Ciguatoxin – Poisoned by a fish!
We bring you this article about ciguatoxin which we received this morning via one of our RSS feeds. We had not heard of any recent poisoning by ciguatoxin. So, in the interests of food safety please study the following report very carefully.
Robert Steiger, manager of Delnor-Wiggins Pass State Park, was in the best shape of his life when he came down with ciguatera at the age of 35 in 1987 after eating barracuda he’d speared off Sebastian Inlet.
“It about killed me,” he said. “Within an hour, the symptoms started taking effect. When I got home, I got to the toilet and couldn’t get off.
“I ended up in the emergency room at Ormand Beach Memorial; they put me in a wheelchair, and I started going downhill fast. My blood pressure started to bottom out. I was going into cardiac arrest.”
Steiger was in intensive care for a week, during which he lost 20 pounds.
“Everything went straight through me,” he said. “I had reverse thermal sensation: In the shower, I’d put on steaming hot water, and it felt ice-cold. I had hallucinations. My hands and tongue tingled. It lasted a year.”

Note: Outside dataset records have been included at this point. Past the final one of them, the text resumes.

PR #3893, opened 2026-08-13
Expanded MPM solver names for consistency

Milad-Rakhsha-NV:
## Checklist

## Test plan

```python
import newton

```

## Summary by CodeRabbit

- **New Features**
  - Added full-name options for conjugate-gradient, conjugate-residual, and generalized-minimal-residual solvers.
  - Existing abbreviated solver names remain supported.

- **Documentation**
  - Updated solver configuration and usage documentation to include the new names and aliases.
  - Added a changelog entry describing the expanded solver naming options.


eric-heiden (commented):
Thanks @Milad-Rakhsha-NV! What is the reason for having these expanded names? Generally I think it's better we only keep one value name, not support different ways of expressing the same setting. If this is not critical, can we close this?

Milad-Rakhsha-NV:
> Thanks @Milad-Rakhsha-NV! What is the reason for having these expanded names? Generally I think it's better we only keep one value name, not support different ways of expressing the same setting. If this is not critical, can we close this?

Hi Eric please see this https://github.com/newton-physics/newton-usd-schemas/pull/84
In the original schema PR the MPM solvers were inconsistent, and for USD we shouldn't have used all acronyms or just expanded the names. So because we need a way to map the expanded names to the correct runtime solver I create this

eric-heiden (approved):

PR #3898, opened 2026-08-13
Fix MJCF heightfield row order and uniform-data normalization

### LINKED ISSUE #3897: Heightfield elevation ignored by XPBD contact generation (collides a flat plane at min_z); MJCF path also ejects bodies spawned near the base when elevation is non-uniform
**Environment:** newton 1.5.0, warp 1.16.0, CPU device (macOS arm64,
Python 3.12). SolverXPBD.

## Symptom 1 — elevation surface never collides (native API and MJCF)

A sphere dropped onto a heightfield rests at `base + radius` regardless
of the elevation data. Repro with the native API, no MJCF involved:

```python
import warp as wp, numpy as np, newton
from newton import Heightfield

b = newton.ModelBuilder()
hf = Heightfield(data=np.full((9, 9), 0.5, dtype=np.float32),
                 nrow=9, ncol=9, hx=4.0, hy=4.0, min_z=0.0, max_z=0.8)
b.add_shape_heightfield(xform=wp.transform(), heightfield=hf)
bod = b.add_body(xform=wp.transform(wp.vec3(0.0, 0.0, 1.5), wp.quat_identity()), mass=1.0)
b.add_shape_sphere(body=bod, radius=0.1)
b.add_joint_free(bod)
b.gravity = wp.vec3(0.0, 0.0, -9.81)
m = b.finalize()
solver = newton.solvers.SolverXPBD(m, iterations=10)
s0, s1 = m.state(), m.state()
ctrl = m.control()
for _ in range(1500):
    s0.clear_forces()
    contacts = m.collide(s0)
    solver.step(s0, s1, ctrl, contacts, 0.002)
    s0, s1 = s1, s0
print(s0.body_q.numpy()[0][2])   # -> 0.100
```

Expected: the surface sits well above min_z (uniform 0.5 data in
[0, 0.8]), so the ball should rest near z ≈ 0.5–0.6.
Observed: **z = 0.100** — it rests on a flat plane at min_z.

Same result via the (non-deprecated) `CollisionPipeline`, via the MJCF
import path (`<hfield ... elevation="...">` inline data, which
`import_mjcf` parses correctly into `Heightfield`), with a box instead
of a sphere, and for ramp-shaped data. Rest-height probes at four
locations of an asymmetric ramp all landed at base + radius, where
MuJoCo (3.10) rests the same model on the profile (0.0–0.7 m). The
1.5.0 release notes wire the heightfield BVH into **raycast**; contact
generation appears not to consult the surface at all.

## Symptom 2 — violent ejection (MJCF path, non-uniform data,
near-base spawn)

With the MJCF importer, NON-uniform inline elevation plus a body
spawned near the base plane is ejected violently instead of resting:

```xml
<mujoco model="m">
  <asset>
    <hfield name="terrain" nrow="9" ncol="9" size="4 4 0.8 0.05"
            elevation="0 0 0 0 0 0 0 0 0  0 0 0 0 0 0 0 0 0
                       0 0 0 0 0 0 0 0 0  0 0 0 0 0 0 0 0 0
                       0 0 0 0 0 0 0 0 0
                       0.2 0.2 0.2 0.2 0.2 0.2 0.2 0.2 0.2
                       0.4 0.4 0.4 0.4 0.4 0.4 0.4 0.4 0.4
                       0.6 0.6 0.6 0.6 0.6 0.6 0.6 0.6 0.6
                       0.8 0.8 0.8 0.8 0.8 0.8 0.8 0.8 0.8"/>
  </asset>
  <worldbody>
    <geom type="hfield" hfield="terrain" pos="0 0 0" friction="0.05"/>
    <body name="ball" pos="-2 2 0.15"><freejoint/>
      <geom type="sphere" size="0.1" density="600" friction="0.8"/></body>
  </worldbody>
</mujoco>
```

Stepped exactly as above (XPBD, dt=0.002): |drift| reaches **37.6 m by
t = 0.1 s** and **2,522 km by t = 6 s**. Insensitive to dt (0.002 /
0.001 / 0.0005) and to the body type (a box at the same spot: 2,340 km).

Control experiments that do NOT eject:
- identical model with ALL-ZERO elevation: settles calmly (base rest);
- identical model with uniform non-zero elevation: settles (on the base
  plane per symptom 1);
- the same ramp data + near-base spawn through the NATIVE API: settles
  (base rest) — the ejection needs the MJCF path specifically;
- the same MJCF model with the spawn raised (drop from z = 1.5):
  settles at base + radius.

## Context

We run Newton as a cross-validation oracle beside MuJoCo for our own
engine's conformance suite; heightfield rows are currently excluded
because of this. Happy to test a fix branch — the ramp model above is
part of a standing corpus we re-run continuously.

CharlesKZW:
## Description

Fixes the two remaining defects behind #3897 (heightfield collision):

1. **MJCF heightfields import with mirrored row order (inline and PNG
   sources).** MuJoCo's row conventions are per source (verified against
   mujoco 3.10/3.11 with `mj_ray` probes on asymmetric fields): it
   reverses rows when parsing the inline `elevation` string and when
   loading PNG images (row 0 lands at *maximum* y, the image-top
   convention), but loads its custom binary format as stored (row 0 =
   minimum y, which already matches Newton's grid). The importer passed
   inline and PNG rows straight through, so that terrain was mirrored
   across the x axis; as a follow-on, bodies authored near the true low
   side spawned deep inside the mirrored terrain and were ejected at
   extreme velocity (the 2,500 km drifts in #3897). The importer now
   flips rows per source — inline and PNG flip, binary stays as stored.

2. **The importer now applies MuJoCo's elevation normalization
   exactly** — `(v - min) / (max - min)`, with constant data compiling
   to zeros (surface at the geom origin) — before constructing the
   `Heightfield`, preserving exact MuJoCo parity on import for all
   three sources. Per review, the `Heightfield` constructor's handling
   of uniform data is left byte-for-byte unchanged (zeros -> surface at
   `min_z`): reading the constant as an absolute height would have made
   `data` unit-bearing in one entry point only, diverged from the `data`
   setter, and split `SolverXPBD` from `SolverMuJoCo` on the same model.
   The documented contract (and the escape hatch: omit `min_z`/`max_z`
   to place a flat field at its value) is now stated explicitly in the
   docstring and pinned by a test.

Note for cross-referencing #3897: that issue was measured against the
1.5.0 wheel, where heightfield contact generation was not wired at all;
current `main` already resolves the general case. This PR addresses what
remains on `main`, and the new tests assert rest *heights* on non-uniform
elevation — a case the existing suite did not cover (its contact tests
use all-zero elevation, where a surface collapsed to `min_z` is
indistinguishable from a correct one).

Closes #3897.

## Checklist

## Test plan

```
uv run --extra dev -m newton.tests -k test_heightfield
uv run --extra dev -m newton.tests -k TestImportMjcfHeightfieldOrientation
```

The orientation regressions fail without the fix, with the exact
pre-fix symptoms; all focused tests pass under `-W error::UserWarning`:

- `test_hfield_row_order_per_source`: asserts the imported grids
  directly for all three sources (inline, custom binary, PNG — the PNG
  leg skips without Pillow), no simulation involved; a blanket
  (non-per-source) flip fails its binary leg, a missing flip fails the
  inline and PNG legs;
- `test_hfield_row_orientation_matches_mujoco`: end-to-end contact
  check on an asymmetric quadrant field (`0.100 not greater than 0.9:
  rows mirrored` without the fix);
- `test_hfield_constant_inline_data_matches_mujoco` and
  `test_heightfield_uniform_data_normalization_contract`: pin the
  constant-data normalization (surface at the geom origin / `min_z`,
  matching MuJoCo) and the auto-derived-range escape hatch.

Also cross-checked externally against MuJoCo 3.10 on an asymmetric-ramp
MJCF (a sphere on the flat region, a high-friction box holding on the
slope, a low-friction box sliding down it): with this PR, Newton's rest
positions and slide direction match MuJoCo's, and the ejection from
#3897 no longer reproduces.

## Bug fix

**Steps to reproduce:**

1. Build a `Heightfield` with uniform data and an explicit range, e.g.
   `data=0.5` everywhere, `min_z=0.0`, `max_z=0.8`.
2. Drop a sphere on it with `SolverXPBD` + `CollisionPipeline`.
3. The sphere rests at `min_z + radius` (0.1) instead of 0.6.

**Minimal reproduction:**

```python
import warp as wp
import numpy as np
import newton
from newton import Heightfield

b = newton.ModelBuilder()
hf = Heightfield(data=np.full((9, 9), 0.5, dtype=np.float32),
                 nrow=9, ncol=9, hx=4.0, hy=4.0, min_z=0.0, max_z=0.8)
b.add_shape_heightfield(heightfield=hf)
bod = b.add_body(xform=wp.transform(wp.vec3(0.0, 0.0, 1.5), wp.quat_identity()), mass=1.0)
b.add_shape_sphere(body=bod, radius=0.1)
b.gravity = wp.vec3(0.0, 0.0, -9.81)
m = b.finalize()

solver = newton.solvers.SolverXPBD(m, iterations=10)
pipe = newton.CollisionPipeline(m)
contacts = pipe.contacts()
s0, s1 = m.state(), m.state()
ctrl = m.control()
for _ in range(1500):
    s0.clear_forces()
    pipe.collide(s0, contacts)
    solver.step(s0, s1, ctrl, contacts, 0.002)
    s0, s1 = s1, s0
print(s0.body_q.numpy()[0][2])  # 0.100 before the fix; 0.600 after
```

For the row-order defect, load any MJCF with asymmetric inline
`elevation` (e.g. the ramp model in #3897) and compare rest positions
against MuJoCo: pre-fix terrain is mirrored across x, and the #3897
ball is ejected.

## Summary by CodeRabbit

* **Bug Fixes**
  * Corrected imported MJCF heightfields so terrain orientation matches MuJoCo.
  * Fixed low-side body ejection during heightfield collisions.
  * Corrected uniform heightfields with explicit bounds so surfaces retain their actual height instead of collapsing to the minimum.
  * Improved body settling behavior on heightfield terrain.

* **Tests**
  * Added regression coverage for heightfield surface placement, collision settling, uniform terrain, and imported terrain orientation.


CharlesKZW:
Thanks — fixed: the fragment now uses imperative present tense (`Fix ...`), matching the other entries. Head is 8c78848.

newton/_src/utils/import_mjcf.py
```diff
@@ -1318,6 +1318,14 @@ def parse_shapes(
...
                     elevation = np.zeros((nrow, ncol), dtype=np.float32)
 
+                # MuJoCo stores heightfield rows starting at MAXIMUM y (the
+                # image-top convention, shared by its PNG and custom-binary
+                # assets); Newton's grid puts row 0 at minimum y. Flip the
+                # rows so the imported terrain matches MuJoCo's orientation
+                # (verified against mujoco 3.10 with mj_ray probes on an
+                # asymmetric ramp).
+                elevation = np.ascontiguousarray(np.asarray(elevation)[::-1])
+
```
Miko997, line 1345: This changes constant inline MJCF heightfields away from MuJoCo. With `size="2 2 0.8 0.1"` and all elevations set to `0.5`, this branch imports normalized data as `0.625` and world height `0.5`. MuJoCo 3.11 compiles the same data to zeros and world height `0.0`. The native `Heightfield` fallback can remain separate, but the MJCF importer should preserve MuJoCo normalization. Could you add a regression with constant inline data and non-unit `size_z`?

newton/tests/test_heightfield.py
```diff
@@ -643,6 +643,48 @@ def test_rasterize_mesh_missed_rays_use_floor(self):
...
+            hy=4.0,
+            min_z=0.0,
+            max_z=0.8,
+        )
+        builder.add_shape_heightfield(heightfield=hfield)
+
+        sphere_body = builder.add_body(xform=wp.transform((0.0, 0.0, 1.0), wp.quat_identity()), mass=1.0)
+        builder.add_shape_sphere(body=sphere_body, radius=0.1)
+        builder.add_joint_free(sphere_body)
+        builder.gravity = wp.vec3(0.0, 0.0, -9.81)
```
Miko997: `add_body()` already creates a free joint and articulation, so this adds a second inconsistent joint. The focused test fails here under `-W error::UserWarning`. Please remove this call.

newton/tests/test_import_mjcf.py
```diff
@@ -10429,5 +10429,73 @@ def test_inline_rgba_overrides_primitive_material(self):
...
+            builder = newton.ModelBuilder()
+            builder.add_mjcf(model_path)
+            # (x, y, expected-high?) probes: the plateau covers (+y, -x).
+            probe_spots = [(-1.5, 1.5, True), (1.5, 1.5, False), (-1.5, -1.5, False)]
+            probes = []
+            for x_pos, y_pos, _high in probe_spots:
+                body = builder.add_body(xform=wp.transform(wp.vec3(x_pos, y_pos, 1.5), wp.quat_identity()), mass=1.0)
+                builder.add_shape_sphere(body=body, radius=0.1)
+                builder.add_joint_free(body)
+                probes.append(body)
```
Miko997, line 10499: Same issue for each probe: `add_body()` already creates a free joint. Removing this call avoids three warnings and keeps the test compatible with strict-warning runs.

Miko997 (commented):
I ran both focused tests on CPU. They pass normally, but the comments below show one MJCF behavior mismatch and a strict-warning failure.

newton/_src/utils/import_mjcf.py
CharlesKZW: Confirmed against mujoco 3.10 as well (constant data compiles to zeros, surface at the geom origin) — you're right that the importer must preserve that. Fixed in b102efd: the importer now applies MuJoCo's normalization exactly (including the constant→zeros case) before constructing the `Heightfield`, so the constructor's explicit-range handling of uniform data stays a native-API semantic and never reaches the MJCF path. Added the regression you asked for: constant inline data with `size_z=0.8`, asserting the sphere rests at the geom origin + radius.

newton/tests/test_heightfield.py
CharlesKZW: Removed in b102efd — thanks, `add_body()` indeed already creates the free joint. Both focused tests now pass under `-W error::UserWarning`.

newton/tests/test_import_mjcf.py
CharlesKZW: Removed for all three probes in b102efd; the focused tests run clean under `-W error::UserWarning`.

newton/_src/utils/import_mjcf.py
```diff
@@ -1318,6 +1318,27 @@ def parse_shapes(
...
+                else:
+                    elevation = np.zeros_like(elevation)
+
+                # MuJoCo stores heightfield rows starting at MAXIMUM y (the
+                # image-top convention, shared by its PNG and custom-binary
+                # assets); Newton's grid puts row 0 at minimum y. Flip the
+                # rows so the imported terrain matches MuJoCo's orientation
+                # (verified against mujoco 3.10 with mj_ray probes on an
+                # asymmetric ramp).
+                elevation = np.ascontiguousarray(elevation[::-1])
```
eric-heiden: 🟠 The row flip is right for inline XML and PNG, but it also lands on the custom binary branch, and MuJoCo loads that format without reversing rows. So this fixes the XML and PNG orientation while mirroring `.bin` terrain, which was already correct before this change.

Checked against MuJoCo 3.11 with a 4x4 field whose first two stored rows are high, `size="2 2 1 0.1"`, probing the surface at `y = +1.5` and `y = -1.5`:

| elevation source | MuJoCo high side | after this change |
| --- | --- | --- |
| inline `elevation` | `+y` | `+y`, matches |
| `file="terrain.bin"` | `-y` | `+y`, mirrored |

They differ because MuJoCo reverses rows when it parses the XML `elevation` string and when it loads a PNG, but its custom binary loader copies the payload straight through. For `.bin` the stored row 0 stays file row 0, which is minimum y. Newton's grid also puts row 0 at minimum y, which is why `load_heightfield_elevation` already lined up for binary files on `main`. `SolverMuJoCo` exports `hfield_src.data` unflipped as well, so the mirrored terrain carries into that path too.

Applying the flip per source, rather than after the three branches have merged, keeps all of them correct:

<details>

<summary>Suggested approach</summary>

```py
if hfield_asset["elevation"] is not None:
    elevation = hfield_asset["elevation"]
    flip_rows = True  # MuJoCo reverses the XML elevation string
elif hfield_asset["file"] is not None:
    elevation = load_heightfield_elevation(hfield_asset["file"], nrow, ncol)
    # PNG is top-to-bottom like the XML string; the custom binary
    # format is stored bottom-up and needs no flip.
    flip_rows = os.path.splitext(hfield_asset["file"])[1].lower() == ".png"
else:
    elevation = np.zeros((nrow, ncol), dtype=np.float32)
    flip_rows = False

# ... normalization stays as it is ...

if flip_rows:
    elevation = np.ascontiguousarray(elevation[::-1])
```

</details>

It would also help to reword the comment above, since the image-top convention applies to the XML and PNG assets but not to the custom binary one.

newton/_src/geometry/types.py
```diff
@@ -2229,6 +2231,13 @@ def __init__(
         # Normalize data to [0, 1]
         if d_max > d_min:
             self._data = (raw - d_min) / (d_max - d_min)
+        elif min_z is not None and float(max_z) > float(min_z):
+            # Uniform data with an explicit height range: keep the flat
+            # surface at its true height inside [min_z, max_z] instead of
+            # collapsing it to min_z (uniform data has no range of its own
+            # to normalize by).
+            t = (d_min - float(min_z)) / (float(max_z) - float(min_z))
```
eric-heiden: 🟠 For uniform data with an explicit range this reads the constant as an absolute world Z, but everywhere else in this class `data` is unitless. The class docstring and the `data` argument both still say values are normalized to `[0, 1]` with `z = min_z + data[r, c] * (max_z - min_z)`, and the `data` setter just below still normalizes the old way, so the same array now produces different internal state depending on which entry point you use.

The larger problem is that the two solvers stop agreeing. With `Heightfield(data=np.full((9, 9), 0.5), nrow=9, ncol=9, hx=4.0, hy=4.0, min_z=0.0, max_z=0.8)` the data normalizes to `0.625` and the surface lands at `0.5`. Dropping a 0.1 m sphere onto it:

| solver | rest z | implied surface |
| --- | --- | --- |
| `SolverXPBD` with `CollisionPipeline` | `0.6001` | `0.5` |
| `SolverMuJoCo` | `0.0996` | `0.0` |

`SolverMuJoCo` exports `hfield_src.data` as `userdata` with `size_z = max_z - min_z`, and MuJoCo re-normalizes elevation when it compiles the model, so constant data becomes zeros and the surface falls back to `min_z`. On `main` both solvers agreed. The new `test_heightfield_uniform_data_explicit_range_rest_height` case pins the XPBD number only, so this disagreement is not caught.

The mapping is also discontinuous. A constant `0.5` field sits at `0.5`, the same field plus a tiny bit of noise gets stretched across the full range, and a constant outside `[min_z, max_z]` is silently clipped.

Since the importer now reproduces MuJoCo's normalization itself, the MJCF half of this PR no longer depends on this branch. Dropping it keeps `data` unitless, and someone who wants a flat surface at height `h` can already pass `min_z=max_z=h`. If the absolute reading is intentional, it would need to be stated in the class docstring and the `data` argument, mirrored in the setter, and folded into the `SolverMuJoCo` export so both solvers place the surface at the same height.

newton/tests/test_import_mjcf.py
```diff
@@ -10493,5 +10493,121 @@ def test_inline_rgba_overrides_primitive_material(self):
         np.testing.assert_allclose(builder.shape_color[0], [0.0, 1.0, 0.0], atol=1.0e-6)
 
 
+class TestImportMjcfHeightfieldOrientation(unittest.TestCase):
```
eric-heiden, line 10459: 🔵 This pins the row order for the inline `elevation` attribute only, but the importer has three elevation sources and they do not share one row convention. MuJoCo reverses rows for the XML string and for PNG, and stores the custom binary format as-is, so covering one source leaves the other two unverified.

The existing binary heightfield tests assert resolved paths and `shape_count` only, and there is no PNG heightfield test at all, so a mirrored `.bin` import would pass the whole suite today.

A data level assertion per source would be cheap and would pin the contract exactly, with no simulation involved:

<details>

<summary>Suggested test shape</summary>

```py
# Write a small .bin and a small PNG with a known asymmetric pattern,
# then check the imported grid directly.
builder.add_mjcf(model_path)
data = np.asarray(builder.shape_source[0].data)
# Newton grid: row 0 is minimum y, column 0 is minimum x.
np.testing.assert_allclose(data, expected)
```

</details>

Both new tests also read orientation back through 750 to 1000 XPBD steps, so they pin it only as tightly as the contact solver's rest height. Asserting the grid directly would make them faster and more precise, and the same style would tighten the inline XML case.

newton/_src/utils/import_mjcf.py
CharlesKZW: Verified against mujoco 3.10 as well — same result as your 3.11 table: the identical stored pattern lands high at −y for `.bin` and high at +y for inline, so the blanket flip was indeed mirroring binary terrain that was correct before. Fixed in 3293271 with your suggested shape: the flip is now decided per source (inline and PNG flip, binary stays as stored, matching `load_heightfield_elevation`'s own dispatch). Good catch on the `SolverMuJoCo` export side carrying the native-`Heightfield` convention unflipped — that looks like a separate seam from the importer; happy to file it as its own issue if useful.

newton/_src/geometry/types.py
CharlesKZW: You're right — reading the constant as an absolute height made `data` unit-bearing in one entry point only, diverged from the `data` setter, and split `SolverXPBD` from `SolverMuJoCo` on the same model. Reverted in 3293271: the constructor's normalization is byte-for-byte back to `main` (uniform → zeros → surface at `min_z`), and the behavior is now stated explicitly in the docstring, with the auto-derived-range escape hatch for placing a flat field at its value. `test_heightfield_uniform_data_normalization_contract` pins both halves of the contract, and the MJCF parity case is covered by the importer-side normalization plus its own regression.

newton/tests/test_import_mjcf.py
CharlesKZW: Added in 3293271: `test_hfield_row_order_per_source` asserts the imported grids directly for all three sources (inline, `.bin`, PNG — the PNG leg skips without Pillow), no simulation involved. It fails both ways: a blanket flip trips the binary leg, a missing flip trips inline and PNG. I kept the quadrant simulation test alongside as an end-to-end contact check, since the corpus that surfaced #3897 was contact-level.

eric-heiden (approved):
Thanks!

Unfortunately, there is no way to know whether fish contain ciguatoxin – some island communities reportedly use pets and elderly relatives to test fish.
“Ciguatoxin can affect people in really low concentrations, subparts per billion,” Parsons said. “So it’s difficult to detect.”
Gambierdiscus species appear worldwide in tropical and subtropical waters, including the Caribbean and Gulf of Mexico; Florida’s hot spot has traditionally been the Keys.
“There is concern about Gambierdiscus range expansion with climate change,” Parsons said. “We’re detecting fish with ciguatoxin in the northern Gulf, and people are getting sick in the Canary Islands where they’ve never had it before.”
Another concern is fish from ciguatera areas.
“As we max out local fisheries, we’re importing more and more fish from the Pacific and Caribbean,” Parsons said. “So people are more exposed to tropical fish and the threat of ciguatera.”
Study’s scope
Early researchers thought there was only one Gambierdiscus species (G. toxicus); in recent years, 11 have been identified, four in the Keys.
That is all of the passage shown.